Below is a simple example which demonstrates creating a job and adding it to the queue. Afterwards a worker is started to process the job.

class ScrapeWebsite
  @queue = :data    # not required, defaults to :default

  def self.perform(url)
    results = url.scrape
    results.save
  end
end

# queue the job

job = Qu.enqueue ScrapeWebsite, "http://github.com"

From the command-line you can start up a worker to process any jobs in the “data” queue.

$ bundle exec rake qu:work QUEUES=data

Pretty simple, right? One thing you’ll notice is that your “job” only needs to have a class method named perform (similar to delayed_job). This is likely going to change in a future version of Qu (the current release is 0.1.3) to help support hooks and other features. The goal of hooks is to allow developers to “hook-in” to the job lifecycle (before, after, etc).

Also, if you deploy apps to Heroku, Qu is ready for that. It can easily connect to MongoDB by using the MONGOHQ_URL environment variable. Similarly, Qu can connect to Redis by using the REDISTOGO_URL environment variable!s

Interview with Brandon

Brandon was nice enough to do a little Q&A with me via GitHub.

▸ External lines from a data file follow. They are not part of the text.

PR #275, opened 2020-08-07
Feature/context menu

### LINKED ISSUE #260: SQL Formatter
Would it be possible to add an sql formatter?

### LINKED ISSUE #270: Context menu options on query window or query tab click
- **Context menu options on right click to the query tab**
Pin one or more query windows 
Closing options like (close, close all, close all but this, close all but pinned)
Option to open file containing folder

- **Context menu options on right click to the query editor window**
Allow to format the SQL queries

UtechtDustin:
This PR adds a context-menu component and would Fix #270 and would Fix #260.
Already implemented context-menus:
- Tabs
  - close
  - close other
  - close all
  - duplicate a query (tab) 
- Sql editor
  - format sql

The formatting also have a shortkey `meta/strg+alt+f`.

Tabs:
Peek 2020-08-07 10-36

Editor:
Peek 2020-08-07 10-35

### DIFF
--- a/src/components/CoreTabs.vue
+++ b/src/components/CoreTabs.vue
@@ -6,6 +6,7 @@
           v-for="tab in tabItems"
           :key="tab.id"
           :tab="tab"
+          :tabsCount="tabItems.length"
           :selected="activeTab === tab"
           @click="click"
           @close="close"
--- a/src/components/CoreTabs.vue
+++ b/src/components/CoreTabs.vue
@@ -178,10 +178,23 @@
         }
       },
       duplicate(tab) {
-        let duplicatedTab = Object.assign( Object.create( Object.getPrototypeOf(tab)), tab)
-        duplicatedTab.id = uuidv4()
-        duplicatedTab.title = "Query #" + this.newTabId
+        let duplicatedTab = {
+            id: uuidv4(),
+            type: tab.type,
+            connection: tab.connection,
+            unsavedChanges: true
+        }
 
+        if(tab.type === 'query') {
+          const query = new FavoriteQuery()
+          query.text = tab.query.text
+
+          duplicatedTab['title'] = "Query #" + this.newTabId
+          duplicatedTab['unsavedChanges'] = true
+          duplicatedTab['query'] = query
+        } else if(tab.type === 'table') {
+          duplicatedTab['table'] = tab.table
+        }
         this.addTab(duplicatedTab)
       }
     },
--- a/src/components/CoreTabs.vue
+++ b/src/components/CoreTabs.vue
@@ -11,6 +11,7 @@
           @close="close"
           @closeAll="closeAll"
           @closeOther="closeOther"
+          @duplicate="duplicate"
           ></core-tab-header>
       </ul>
       <span class="actions">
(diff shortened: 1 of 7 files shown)


ghstng:
siiick @rathboma

rathboma:
Man, you're on fire! Thanks for all the PRs. Reviewing them all soon

UtechtDustin:
No Problem, i searched for a long time for a good (looking) database tool for linux.
So why should i not help to create one :-)

src/components/CoreTabs.vue
```diff
@@ -152,20 +154,36 @@ import { mapGetters } from 'vuex'
...
+      },
+      closeOther(tab) {
+        this.tabItems = [tab]
+        this.activeTab = tab;
+        if (tab.query && tab.query.id) {
+          tab.query.reload()
+        }
+      },
+      duplicate(tab) {
+        let duplicatedTab = Object.assign( Object.create( Object.getPrototypeOf(tab)), tab)
```
rathboma, line 181: So this cloning doesn't work here because table tabs have a `table` or a `query` embedded in them which is the same table object as comes from the store.

So think we have to manually set id/title/querytext/etc

Some things this needs to do:
1. Manually set query text on a new query object so that saved queries can be duplicated (only one copy of a saved query should be open at a time)
2. Don't clone, but just use the same `table` object for new table tabs, so that we maintain referential integrity with the store

Other questions:

src/components/TabQueryEditor.vue
```diff
@@ -254,6 +262,7 @@
       keymap() {
         const result = {}
         result[this.ctrlOrCmd('l')] = this.selectEditor
+        result[this.ctrlOrCmd('alt+f')] = this.formatSql
```
rathboma, line 265: So we probably need to use the common/menu code to provide the context menu functionality (because we'll want to add menu-bar items to do all these things too, and that will also handle the keyboard shortcuts).

I'll need to think about how to do that.
I think we'll just need to import the menu entries as needed, then use them for the context menu, same way we do for the client-side menu. It might be fiddly to do though.

src/components/CoreTabs.vue
UtechtDustin: I commit a new version of the duplicate function, which builds a new object instead of cloning the old one.
Please check if that version is ok.

src/components/TabQueryEditor.vue
UtechtDustin: I also tried to implement that one, but i guess im to new for that.  
If i tried to add new menu entries (or for testing remove the whole menu object) nothing changed on the menu (also after a restart).

Feel free to move that part of the code :-)

rathboma:
Sorry I haven't merged this yet -- I want to spend a little time figuring out how to integrate with the app menu, and also maybe use x-menu for the menu UI to keep it consistent with buttons

rathboma:
I forked your change and merging it now. Thanks a bunch! This rocks.

UtechtDustin:
Good work ! :-)

rathboma:
@UtechtDustin would you be interesting in doing some freelance consulting work on Beekeeper? If you'd like to talk about it, send me an email - matthew [at] beekeeperstudio [dot] io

Any plans to add other persistence backends?

I’d at least like to see a generic SQL backend. A PostgreSQL-specific backend based on Ryan Smith’s queue_classic would be pretty awesome. I don’t have any others on the radar, but I think there is a lot of potential for other creative uses.

Any plans to add scheduling? (i.e. run this job every hour)

No, but I wouldn’t be opposed to it. The implementation of this will be very different across multiple backends, so it will take a lot of forethought to get the API right. If someone wanted to work on it, I’d be happy to help them.

What’s the roadmap for Qu (e.g. getting to 1.0)?

There’s still a lot of work to do on some basic features that we’ve come to know and love from other queuing systems (hooks, plugins, stats), and of course a gorgeous web interface. The things that are on my immediate radar are listed in GitHub Issues: https://github.com/bkeepers/qu/issues.

I’ve started the work on hooks, which will be an essential step to a good plugin API. To support hooks, I made some changes to how jobs are defined. I’m really excited about the idea of jobs being a richer object than the class method approach that resque takes.

Anything else you’d like to mention?

There have already been a few forks and pull requests, but I would love to see more people get involved.

Conclusion

Qu is another tool for processing jobs in the background that has some interesting features and a clean API. It’s still in the early days for the project, which is good and bad. Good because it’s easy to get help, provide feedback and contribute! Of course, since it’s “young”, there are certainly going to be bugs (which all software has), a changing API and potentially missing features.

Have you used other queueing and job processing libraries? If so, which ones? Which did you choose and why?